§ Problem requirements
An identical copy of the data below is needed.

§ Collected data
━━━━━━━━━━
Issue #157, opened 2021-11-15
Increase unit test coverage for constraint/pkg/regorewriter


willbeason:
Coverage is ~60% and there's a lot of code execution paths which look easy to test but don't have tests yet.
━━━━━━━━━━
§ Written response
Issue #157, opened 2021-11-15
Increase unit test coverage for constraint/pkg/regorewriter


willbeason:
Coverage is ~60% and there's a lot of code execution paths which look easy to test but don't have tests yet.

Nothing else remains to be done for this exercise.